A web page (also written as webpage) is a document that is suitable to act as a web resource on the World Wide Web. When accessed by a web browser it may be displayed as a web page on a monitor or mobile device.

The term web page usually refers to what is visible, but may also refer to the contents of the computer file itself, which is usually a text file containing hypertext written in HTML or a comparable markup language. Typical web pages provide hypertext for browsing to other web pages via hyperlinks, often referred to as links. Web browsers will frequently have to access multiple web resource elements, such as reading style sheets, scripts, and images, while presenting each web page.

On a network, a web browser can retrieve a web page from a remote web server. The web server may restrict access to a private network such as a corporate intranet. The web browser uses the Hypertext Transfer Protocol (HTTP) to make such requests to the web server.

A static web page is delivered exactly as stored, as web content in the web server's file system. In contrast, a dynamic web page is generated by a web application, usually driven by server-side software. Dynamic web pages help the browser (the client) to enhance the web page through user input to the server.

Website

A website or Web site is a collection of related network web resources, such as web pages, multimedia content, which are typically identified with a common domain name, and published on at least one web server.
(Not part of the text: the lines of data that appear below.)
PR #525, opened 2016-10-16
initial pull request

jinimcoroneo:


app.rb
```diff
@@ -0,0 +1,39 @@
...
+  get '/' do
+    erb(:index)
+  end
+
+  post '/name' do
+    session[:name] = params[:name]
+    redirect '/choose'
+  end
+
+  get '/choose' do
```
maryrosecook: Could this URL be more descriptive? eg so it indicates that a move is being chosen?

app.rb
```diff
@@ -0,0 +1,39 @@
...
+    @player = session[:name]
+    erb(:choose)
+  end
+
+  post '/choose' do
+    session[:choice] = params[:choice]
```
maryrosecook: It's cool that the code uses the session to store data.  However, it kind of loses some of the power of OO programming by doing this.  Variables from different objects are stored in the session, so we miss out on some of the the benefits of encapsulation.

lib/opponent.rb
```diff
@@ -0,0 +1,6 @@
+class Opponent
+
+  def choice
+    [:ROCK, :PAPER, :SCISSORS].sample
```
maryrosecook: Nice.

views/choose.erb
```diff
@@ -0,0 +1,78 @@
...
+   <tr>
+     <form action = "/choose" method = "post">
+      <td align = "center">
+  	     <button type = "submit" name = "choice" value = "ROCK">ROCK</button>
+  	  </td>
+      <td align = "center">
+  	     <button type = "submit" name = "choice" value = "PAPER">PAPER</button>
+  	  </td>
+      <td align = "center">
+  	     <button type = "submit" name = "choice" value = "SCISSORS">SCISSORS</button>
```
maryrosecook: Great - good abstraction.

views/play.erb
```diff
@@ -0,0 +1,151 @@
+<table align = "center">
+<tr>
+  <td></td>
+  <td align = "center" id = "outcome">
+    <% if @choice == "ROCK" %>
```
maryrosecook: This abstraction could be improved.  First, it would be an improvement to move this conditional code to the model.  The view's responsibility is to show things.  The model's responsibility is to calculate and store things.  Second, is there a way to calculate the result without having to have a special case if for every situation.  Tom's code is a good example of this: he used data to drive the logic.

PR #527, opened 2016-10-16
RPS weekend challenge

Swinston88:


lib/game.rb
```diff
@@ -0,0 +1,64 @@
...
+  attr_reader :player_1, :player_2
+
+  def initialize(player_1)
+    @player_1 = player_1
+    @player_2 = Player.new(generate_name)
+    @selections = []
+  end
+
+  def player_select(selection)
+    @selections << selection
```
silvabox: This is arbitrary.  Surely `player_select` is a clue that the player should be responsible for their selection?

You are forcing the user of your game class to know they must call `player_selection` before `add_computer_selection` (otherwise the array will be in the wrong order).  This completely breaks encapsulation.

lib/game.rb
```diff
@@ -0,0 +1,64 @@
...
+    @selections << computer_select
+  end
+
+  def choices
+    @selections.dup
+  end
+
+  def result
+    if win?
+      p "#{@player_1.name} wins!"
```
silvabox: Why are you using `p` here?  You should be returning the result from the method.  Also, these results are presentation strings, which is not the game's concern.

lib/player.rb
```diff
@@ -0,0 +1,8 @@
+class Player
```
silvabox: `Player` has no behaviour.  Unless the player is also managing the weapon selection, you might as well just use a string to represent the name, rather than a whole class.

PR #1318, opened 2019-06-16
AJ RPS One Player 

ajosephides:


lib/app.rb
```diff
@@ -0,0 +1,35 @@
...
+  end
+
+  post '/name' do
+    session[:game].create_player(params[:player_name])
+    redirect '/choose-move'
+  end
+
+  get '/choose-move' do
+    @game = session[:game]
+    erb(:choose_move)
```
ruthmoog: You could consider making the app file more consistent by using either
 - `erb(:page)` and `redirect to('/page')`
or
 - `erb :page` and `redirect '/page'`

lib/game.rb
```diff
@@ -0,0 +1,22 @@
...
+require_relative './ai.rb'
+require_relative './winner.rb'
+
+class Game
+
+  attr_reader :player, :player2, :winner
+
+  def initialize(player_class = Player, player2 = Ai)
+    @player_class = player_class
+    @player2 = player2.new
```
ruthmoog: We talking about the pros/cons of creating `Ai.new` in the argument params vs when assigning the player2 instance variable.

lib/player.rb
```diff
@@ -0,0 +1,15 @@
+class Player
+
+  attr_reader :name, :move
+
+  def initialize(name)
+    @name = name
+  end
+
+  def save_move(move)
+    raise 'Not a valid choice' unless ['Rock', 'Paper', 'Scissors'].include?(move)
```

Notable examples are wikipedia.org, google.com, and amazon.com.

Websites can be accessed via a public Internet Protocol (IP) network, such as the Internet, or a private local area network (LAN), by a uniform resource locator (URL) that identifies the site.

Websites can have many functions and can be used in various fashions; a website can be a personal website, a corporate website for a company, a government website, an organization website, etc. Websites are typically dedicated to a particular topic or purpose, ranging from entertainment and social networking to providing news and education. All publicly accessible websites collectively constitute the World Wide Web, while private websites, such as a company's website for its employees, are typically part of an intranet.

Web pages, which are the building blocks of websites, are documents, typically composed in plain text interspersed with formatting instructions of Hypertext Markup Language (HTML, XHTML). They may incorporate elements from other websites with suitable markup anchors. Web pages are accessed and transported with the Hypertext Transfer Protocol (HTTP), which may optionally employ encryption (HTTP Secure, HTTPS) to provide security and privacy for the user. The user's application, often a web browser, renders the page content according to its HTML markup instructions onto a display terminal.

Hyperlinking between web pages conveys to the reader the site structure and guides the navigation of the site, which often starts with a home page containing a directory of the site web content. Some websites require user registration or subscription to access content. Examples of subscription websites include many business sites, news websites, academic journal websites, gaming websites, file-sharing websites, message boards, web-based email, social networking websites, websites providing real-time stock market data, as well as sites providing various other services. End users can access websites on a range of devices, including desktop and laptop computers, tablet computers, smartphones and smart TVs.